# I’m nearly 15 and want a baby



## Emily gowen

im 14 years old 15 in the upcoming weeks, I’d like a baby with my partner but I’m worried about the child incomes I’ll receive, id like to know what I’ll get weekly and if that’s enough to provide for the baby. I usually work on a weekend for a few hours but obviously my wage from that is no where near enough to provide for the baby. Iv been with my boyfriend two years now and it sounds ridiculous because of my age but I’m a lot mature than anyone my age. I still want to do my gcses properly and be a nurse when I’m older but I’m worried in case this will affect my career.

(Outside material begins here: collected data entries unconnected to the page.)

PR #5772, opened 2024-08-26
git: add module for `git maintenance`

PerchunPak:
### Description

Adds module for https://git-scm.com/docs/git-maintenance. Feel free to propose any grammar nitpicks, I am not a native, so will gladly accept them.

Example usage:

```nix
programs.git = {
  maintenance = {
    enable = true;
    repositories = [ "/home/perchun/dev/nixpkgs" ];
  };
}
```

### Checklist

    ```
    {component}: {description}

    {long description}
    ```

### DIFF
--- a/modules/programs/git.nix
+++ b/modules/programs/git.nix
@@ -214,6 +214,41 @@ in {
         };
       };
 
+      maintenance = {
+        enable = mkEnableOption "" // {
+          description = ''
+            Enable the automatic {command}`git maintenance`.
+
+            See <https://git-scm.com/docs/git-maintenance>.
+          '';
+        };
+
+        repositories = mkOption {
+          type = with types; listOf str;
+          default = [ ];
+          description = ''
+            Repositories on which {command}`git maintenance` should run.
+
+            Should be a list of absolute paths.
+          '';
+        };
+
+        timers = mkOption {
+          type = types.attrsOf types.str;
+          default = {
+            hourly = "*-*-* 1..23:53:00";
+            daily = "Tue..Sun *-*-* 0:53:00";
+            weekly = "Mon 0:53:00";
+          };
+          description = ''
+            Systemd timers to create for scheduled {command}`git maintenance`.
+
+            Key is passed to `--schedule` argument in {command}`git maintenance run`
+            and value is passed to `Timer.OnCalendar` in `systemd.user.timers`.
+          '';
+        };
+      };
+
       diff-highlight = {
         enable = mkEnableOption "" // {
           description = ''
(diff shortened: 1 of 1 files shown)


modules/programs/git.nix
```diff
@@ -214,6 +214,41 @@ in {
...
+          '';
+        };
+
+        repositories = mkOption {
+          type = with types; listOf str;
+          default = [ ];
+          description = ''
+            Repositories on which {command}`git maintenance` should run.
+
+            Should be an absolute path.
```
teto, line 232: `a list of absolute paths.`

salko-ua:
good suggestion to add this module!

modules/programs/git.nix
```diff
@@ -479,6 +514,45 @@ in {
...
+        Service = {
+          Type = "oneshot";
+          ExecStart = let exe = lib.getExe cfg.package;
+          in ''
+            "${exe}" --exec-path="${exe}" for-each-repo --config=maintenance.repo maintenance run --schedule=%i
+          '';
+          LockPersonality = "yes";
+          MemoryDenyWriteExecute = "yes";
+          NoNewPrivileges = "yes";
+          RestrictAddressFamilies = "AF_UNIX AF_INET AF_INET6 AF_VSOCK";
```
PerchunPak, line 532: Forgot to mention, that this is the exact copy of service created by `git maintaince` by default

modules/programs/git.nix
```diff
@@ -479,6 +514,45 @@ in {
...
+
+            Timer = {
+              OnCalendar = time;
+              Persistent = true;
+            };
+
+            Install.WantedBy = [ "timers.target" ];
+          };
+      in lib.attrsets.mapAttrs' toSystemdTimer cfg.maintenance.timers;
+    })
```
h7x4, line 554: Maybe you could consider templating the timer as well? It doesn't carry a lot of benefit, but it avoids copy pasting logic and lets users start ad-hoc timers with an `OnCalendar` field of their choosing. We could also potentially drop the `OnCalendar` overrides and let the template handle it, since it takes `daily`, `weekly`, etc. just fine on it's own.

```suggestion
      systemd.user.timers = {
        "git-maintenance@" = {
          Unit.Description = "Optimize Git repositories data";
          
          Timer = {
            OnCalendar = "%i";
            Persistent = true;
          };
          
          Install.WantedBy = [ "timers.target" ];
        };
      }
      // 
      lib.attrsets.mapAttrs'
        (n: v: lib.attrsets.nameValuePair "git-maintenance@${n}" {
          Timer.OnCalendar = v;
        })
        cfg.maintenance.timers;
```

modules/programs/git.nix
```diff
@@ -479,6 +514,45 @@ in {
         };
     })
 
+    (mkIf cfg.maintenance.enable {
+      programs.git.iniContent.maintenance.repo = cfg.maintenance.repositories;
+
+      systemd.user.services."git-maintenance@" = {
+        Unit.Description = "Optimize Git repositories data";
```
h7x4, line 521:
```suggestion
        Unit = {
          Description = "Optimize Git repositories data";
          Documentation = [ "man:git-maintenance(1)" ];
        };
```

modules/programs/git.nix
PerchunPak: Good idea! Done [here](https://github.com/nix-community/home-manager/compare/39432cd042226d331207ccf22392264f7f0ed3c7..bcf8990114a66bfd992c4dce8da2c6d6ed8ae5f3)

modules/programs/git.nix
PerchunPak: [Done](https://github.com/nix-community/home-manager/compare/39432cd042226d331207ccf22392264f7f0ed3c7..bcf8990114a66bfd992c4dce8da2c6d6ed8ae5f3)

modules/programs/git.nix
```diff
@@ -511,6 +547,56 @@ in {
...
+          Install.WantedBy = [ "timers.target" ];
+        };
+      }
+      //
+      lib.attrsets.mapAttrs'
+        (n: v: lib.attrsets.nameValuePair "git-maintenance@${n}" {
+          Timer.OnCalendar = v;
+        })
+        cfg.maintenance.timers;
+>>>>>>> bcf89901 (git: add module for `git maintenance`)
```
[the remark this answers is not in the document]
PerchunPak: Oops, fixed

modules/programs/git.nix
PerchunPak: Looks like this produces an error `Unit name git-maintenance@.timer is missing the instance name.` because `sd-switch` tries to start `git-maintenance@.timer` and not `git-maintenance@something.timer`. Reported this to `sd-switch`'s [bug tracker](https://lists.sr.ht/~rycee/public-inbox/%3CCADPR+QweDcpom2h-6xv1+zRDjybcv7KMTagqQ-CBZJJrMEx7=A@mail.gmail.com%3E)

I’d just like to know the options please or anyone that’s in this position x


----------



## Cruisa98

I'm 20 years old and 3 months off from having a baby, money is always a big thing when having a baby and personally even though my partner works nearly 7 days a week, that doesnt make me feel secure financially because there are so many factors that can change and disrupt your budget. Rent, power/water Bill's, car problems, other expenses can change and you cant plan for unexpected travel if something happens to you while your pregnant or bub when they come. All I can suggest is having a bit of support from family/friends and seek out companies etc that maybe able to help out if you get stuck. I'm still enquiring about financial stuff, so I cant really help out with specific payments


----------